Scalability of FESOM2

FESOM2 scalability on DKRZ and JSC — Scaling results for the STORM mesh on Mistral (DKRZ Hamburg, a) and JUWELS (JSC Jülich, b) compute clusters. The black line indicates linear scaling and the orange line (and the number labels) gives the mean total computing time over the parallel partitions.

One important factor hampering the throughput of ocean models is their limited parallel scalability, that is, existing models struggle to make full use of the new generation of massively parallel high-performance computing (HPC) systems. Scalability bottlenecks often arise from the saturation of the parallel communication after mesh partitions become smaller than some number of surface mesh vertices per compute core depending on the model and on the hardware employed.
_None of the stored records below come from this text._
PR #724, opened 2021-04-01
Update LibCEED.jl version number

pazner:
New LibCEED.jl version number (v0.1.1) after v0.8 release of libCEED. Will register the new version of the package once this is merged.

### DIFF
--- a/julia/LibCEED.jl/Project.toml
+++ b/julia/LibCEED.jl/Project.toml
@@ -1,7 +1,6 @@
 name = "LibCEED"
 uuid = "2cd74e05-b976-4426-91fa-5f1011f8952b"
-authors = ["Will Pazner <will.e.p@gmail.com>"]
-version = "0.1.0"
+version = "0.1.1"
 
 [deps]
 CEnum = "fa961155-64e5-5f13-b03f-caf6b980ea82"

The main components of ocean circulation models limiting their scalability have been identified in the literature as the solver for the external (barotropic) mode and the sea-ice model. They represent two-dimensional (2-D) stiff parts of the solution algorithm and require either linear solvers (usually iterative) or explicit pseudo-time-stepping with very small time steps. Both approaches are not particularly computationally expensive; however, they introduce numerous exchanges of 2-D halos per time step of the ocean model.
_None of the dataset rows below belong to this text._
PR #727, opened 2021-04-06
Tiny fluid docs rewording

valeriabarra:
Just noticed this

### DIFF
--- a/examples/fluids/index.rst
+++ b/examples/fluids/index.rst
@@ -254,8 +254,8 @@ as
 where parameter :math:`\bm{\tau} \in \mathbb R^{3\times 3}` is an intrinsic time/space scale matrix.
 
 Currently, this demo provides two types of problems/physical models that can be selected
-at run time via the option ``-problem``. One is the problem of transport of energy in a
-uniform vector velocity field, called the :ref:`problem-advection` problem, and is the
+at run time via the option ``-problem``. One is the problem of the transport of energy in a
+uniform vector velocity field, called the :ref:`problem-advection` problem, and the other one is the
 so called :ref:`problem-density-current` problem.
 
 


jeremylt (approved):
Works for me.

examples/fluids/index.rst
```diff
@@ -254,8 +254,8 @@ as
 where parameter :math:`\bm{\tau} \in \mathbb R^{3\times 3}` is an intrinsic time/space scale matrix.
 
 Currently, this demo provides two types of problems/physical models that can be selected
-at run time via the option ``-problem``. One is the problem of transport of energy in a
-uniform vector velocity field, called the :ref:`problem-advection` problem, and is the
+at run time via the option ``-problem``. One is the problem of the transport of energy in a
```
jeremylt, line 257: I thought we were doing one line per sentence, or am I mixing up this documentation with another project?

valeriabarra: I just followed the current format of this period and just changed those couple of words. If we want to change it and make it one line per sentence, then we'll have to make sure the entire docs is consistent and will be a bigger change that I am not sure I can take at the moment :/ 
(Also having our project style guide might help -- I tried to advocate for it in the past, but didn't feel like it was well received)

jeremylt: I know we talked about that convention. I can go ahead and make that change and add a note in the contributors docs after this PR. Personally, I find (change in one sentence) => (one line diff) to be very handy when looking through commits.

valeriabarra: If you want to, please go ahead. Then, I think I should rename this PR since it won't be a tiny fluid docs rewording anymore XD

For a more comprehensive style guide, I would make sure we recommend the use of accessible choices for variable or function names (for instance by using `camelCase`, `PascalCase` or `snake_case` (whatever convention we like as a project, I think anything is more accessible than `nocase`)).

jeremylt: Oh, I'm thinking we should merge this now and fix the style later. Then I can start a more comprehensive style guide PR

In the work of Koldunov et al., 2019 we explore the scalability of FESOM2 and suggest several optimizations that help to improve it. We show that the external mode (SSH solver) and the sea-ice model are currently limiting the parallel scalability (with further practical complications arising from the implementation of the I/O). The lesson learned from the analysis presented in this study is the extent of the problem. Given that computational resources available for most current long-term simulations are in many cases still limited to 5000–10 000 or less cores, the parallel scalability is only beginning to emerge as a major issue on large (1/10∘ or finer) meshes. The current CPU architectures appear to be well suited for nearly all 3-D computational parts of FESOM2, thus the potential for improvement seems to lie in the direction of improved memory bandwidth, lower communication latency, and more efficient file systems – this can be then used as an indication when choosing “optimal” hardware. We show that, in terms of throughput, FESOM2 is on a par with state-of-the-art structured ocean models and, in a realistic eddy-resolving configuration (1/10° resolution), can achieve about 16 years per day on 14 000 cores. Suboptimal scaling of the sea ice combined with a sequential arrangement of sea-ice and ocean steps results in an inefficient utilization of computational resources and indicates clear directions for improvement. This, together with a better, scalable, parallel I/O, is the direction for future model code development to enable high-resolution climate simulations with reasonable throughputs.

References

Koldunov, N. V., Aizinger, V., Rakowsky, N., Scholz, P., Sidorenko, D., Danilov, S., and Jung, T.: Scalability and some optimization of the Finite-volumE Sea ice–Ocean Model, Version 2.0 (FESOM2), Geosci. Model Dev., 12, 3991–4012, doi.org/10.5194/gmd-12-3991-2019, 2019.